## [Material supplied]
PR #8149, opened 2023-12-17
Don't interact with the transform layer if the image is a single layer

Districh-ru:
There is no need to set new data for the transform layer if the image is already in single layer mode - the transform layer will never be accessed.

### DIFF
--- a/src/engine/image.cpp
+++ b/src/engine/image.cpp
@@ -503,7 +503,10 @@ namespace fheroes2
         if ( !empty() ) {
             const size_t totalSize = static_cast<size_t>( _width ) * _height;
             memset( image(), value, totalSize );
-            memset( transform(), static_cast<uint8_t>( 0 ), totalSize );
+
+            if ( !_singleLayer ) {
+                memset( transform(), static_cast<uint8_t>( 0 ), totalSize );
+            }
         }
     }
 
@@ -532,8 +535,11 @@ namespace fheroes2
         if ( !empty() ) {
             const size_t totalSize = static_cast<size_t>( _width ) * _height;
             memset( image(), static_cast<uint8_t>( 0 ), totalSize );
-            // Set the transform layer to skip all data.
-            memset( transform(), static_cast<uint8_t>( 1 ), totalSize );
+
+            if ( !_singleLayer ) {
+                // Set the transform layer to skip all data.
+                memset( transform(), static_cast<uint8_t>( 1 ), totalSize );
+            }
         }
     }
 
@@ -556,7 +562,7 @@ namespace fheroes2
 
         _singleLayer = image._singleLayer;
 
-        memcpy( _data.get(), image._data.get(), size * 2 );
+        memcpy( _data.get(), image._data.get(), _singleLayer ? size : size * 2 );
     }
 
     Sprite::Sprite( const int32_t width_, const int32_t height_, const int32_t x_ /* = 0 */, const int32_t y_ /* = 0 */ )


ihhub:
Hi @Districh-ru , let's target this pull request for the next release. I think we might need to add assertions to verify this changes.

Districh-ru:
> Hi @Districh-ru , let's target this pull request for the next release. I think we might need to add assertions to verify this changes.

Hi, @ihhub, sure, let's postpone it to v. 1.1.0.
These changes in example should speed-up the radar rendering because it uses `fill()` to render the single layer image.

src/engine/image.cpp
```diff
@@ -503,7 +503,10 @@ namespace fheroes2
         if ( !empty() ) {
             const size_t totalSize = static_cast<size_t>( _width ) * _height;
             memset( image(), value, totalSize );
-            memset( transform(), static_cast<uint8_t>( 0 ), totalSize );
+
+            if ( !_singleLayer ) {
```
ihhub, line 507: This change is useful in terms of performance but we need to be sure that we are going to right thing. I suggest to add assertions into `transform()` method checking that an image is **not** a single layer image. After that we need to run the game to see that no code actually calls this function for a single layer image.

Districh-ru: Such assertions were added in #7233 and the only such access was found in `setResolution()` (setting transform layer to `1` to detect some UI artifacts by invalid code). I changed this code to `Image::reset();`.
In future PR I want to change images creation: if resize is called for single-layer image then there is no need to allocate memory for the unused transform layer (applies to image restorers and screen).

ihhub:
Hi @Districh-ru , I hit the assertion in Credits within `Resize()` function call.

Districh-ru:
> Hi @Districh-ru , I hit the assertion in Credits within `Resize()` function call.

Thanks, I'll check it. Previously I checked only the gameplay :)

ihhub:
> > Hi @Districh-ru , I hit the assertion in Credits within `Resize()` function call.
> 
> Thanks, I'll check it. Previously I checked only the gameplay :)

Hi @Districh-ru , I believe we will need to rewrite Resize() function for this matter. I recommend not to spend too much time at the moment doing this unless a fix is very trivial.

Districh-ru:
> > > Hi @Districh-ru , I hit the assertion in Credits within `Resize()` function call.
> > 
> > 
> > Thanks, I'll check it. Previously I checked only the gameplay :)
> 
> Hi @Districh-ru , I believe we will need to rewrite Resize() function for this matter. I recommend not to spend too much time at the moment doing this unless a fix is very trivial.

Yes a fix is to make `resizedOutput` single-layer in game_credits.cpp before calling `Resize()`.

But I plan to rewrite Resize today. :)

ihhub:
@Districh-ru , then cool :)

ihhub:
Hi @Districh-ru , it looks good but I will play around for a couple of days to make sure that no other places hit the assertion.

Districh-ru:
> Hi @Districh-ru , it looks good but I will play around for a couple of days to make sure that no other places hit the assertion.

Sure, I'll do the same.
I quickly checked **image.cpp** and all other functions there should work properly with single-layer images. `Resize()` is the only that needs a fix (and is fixed in this PR).

ihhub:
Hi @Districh-ru , I am worried that we might add crashes due to assertions and some undefined behavior on non-Windows platforms. Should we do these changes only for debug builds to be safe?

ihhub (approved):

ihhub:
@Districh-ru , thank you so much for the changes!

## [What you are asked to do]
Filter the records above for the string "pull" and copy each matching line.

## [Solved exercise]
Hi @Districh-ru , let's target this pull request for the next release. I think we might need to add assertions to verify this changes.
> Hi @Districh-ru , let's target this pull request for the next release. I think we might need to add assertions to verify this changes.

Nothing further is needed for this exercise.